The value of listening

The art of our success isn’t achieved by speaking, but by our ability to listen. While some people may be impressed by how well we speak, more will be impressed by how well we listen. Perhaps we need to learn to talk less and listen more. The best outcomes are governed by knowledge and wisdom and by our ability to intuitively listen.

Society’s great leaders are adept at reading between the lines. They possess the ability to listen to what’s not being said whilst filling in the gaps that need to be filled. As a society we seem to be in such a rush to communicate what we have on our minds, instead of listening to what others may say. We can learn a lot by what others say.

The value on being able to listen is the difference between succeeding and failing. We mustn’t be fooled into thinking it’s more important to be heard, than it is being heard. Good communication is looking for understanding before we look to be understood. When we fail to understand, we will fail to be understood.

We need to learn to listen, instead of wanting to be heard. Communication isn’t a one-way street. Constantly wanting to broadcast our message will not have the same result as if we listen and engage in conversation. Good communication takes place around a conversation, not through a lecture.

Finally, the best outcome and successful situations will always come from our ability to listen intuitively and concentrate on our listening. Putting those listening skills into practice, will help us achieve success.


8 Apr, 2016

2 thoughts on “The value of listening

  1. I have always been a good listener but never very good at speaking. I grew up in a world where I was forced to listen to my parents’ tales of woe while they never really payed much attention to what I had to say!
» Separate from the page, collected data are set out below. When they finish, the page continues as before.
PR #755, opened 2024-01-12
Update InventoryType and InventoryItem

Haselnussbomber:
- Updates the `InventoryType` enum
  - Taken from an internal array at 0x141A1E0B0.
  - Type 2006 and 2008 are still unknown. I assume one of them is for trading with other players, and the other for getting items repaired by other players.
  - There is also an id 9999, which i haven't added. It's a special id to indicate an invalid or unset container id. Not sure on the naming of that one.
  - In addition, there are ids 2000 and 2013 that I have not added. I think these are start and end markers for the types in the 2000 range.
- Updates `InventoryItem` to support links.
  - Allows InventoryItem to reference a specific, other InventoryItem based on the container type and slot id.
    - In the case of a symbolic InventoryItem, the ItemId field is unused. Instead, it is divided into two ushorts: one for the container (InventoryType) and another for the slot id.
  - Added multiple native getter functions for the various fields, which all support resolving the linked InventoryItem.

### DIFF
--- a/FFXIVClientStructs/FFXIV/Client/Game/InventoryManager.cs
+++ b/FFXIVClientStructs/FFXIV/Client/Game/InventoryManager.cs
@@ -123,11 +123,17 @@ public enum InventoryType : uint {
 
     Currency = 2000,
     Crystals = 2001,
+    MailEdit = 2002, // used by LetterEditor
     Mail = 2003,
     KeyItems = 2004,
     HandIn = 2005,
+    Unknown2006 = 2006,
     DamagedGear = 2007,
+    Unknown2008 = 2008,
     Examine = 2009,
+    Reclaim = 2010, // LegacyItemStorage, HousingWithdrawStorage
+    HousingExteriorAppearanceEdit = 2011,
+    HousingInteriorAppearanceEdit = 2012,
     ReconstructionBuyback = 2013, // Doman Enclave Reconstruction Reclamation Box
 
     ArmoryOffHand = 3200,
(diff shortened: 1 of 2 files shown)


FFXIVClientStructs/FFXIV/Client/Game/InventoryManager.cs
```diff
@@ -123,11 +195,17 @@ public enum InventoryType : uint {
 
     Currency = 2000,
     Crystals = 2001,
+    MailEdit = 2002, // used by LetterEditor
     Mail = 2003,
     KeyItems = 2004,
     HandIn = 2005,
+    Unknown2006 = 2006,
     DamagedGear = 2007,
+    Unknown2008 = 2008,
```
Koenari, line 204:
```suggestion
    DamagedGear = 2007,
```
I don't think you meant to commit those

Haselnussbomber: Yes, I did intend to commit them, becuase they are valid ids in the games array.
Like I said, they are probably for trading and reparing with other players.
Besides them and the 9999, there is also a 2000 and 2013 probably used for start and end marking of these types, commonly found in enums.
Whenever the correct purpose is found, they can be marked obsolete and point to the correct name. 🙂

Koenari: Yeah, sorry I should go to bed and review when awake actually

    The only time they ever really listened was when they were willing to give me something in exchange for doing what they wanted. It was always very confusing when I had to deal with other people, since they would ask my opinion about something and I had no idea what to say.

    My opinions never mattered much and my parents were usually good at telling me what it was supposed to be. I don’t have a problem with listening to people, but it’s more that I have to learn it’s OK to actually say what I want to say!

    1. Thanks Randy. Yes there’s definitely an art to listening. We can listen and not hear; or listen and hear what we want to get from the conversation; or listen intuitively and come away with a better understanding.

      There is so much value to listening and listening well. Unfortunately our parents’ generation weren’t great at listening. It’s just the way it was.

      But I would say that it’s more thank okay for you to say what you want and need to say.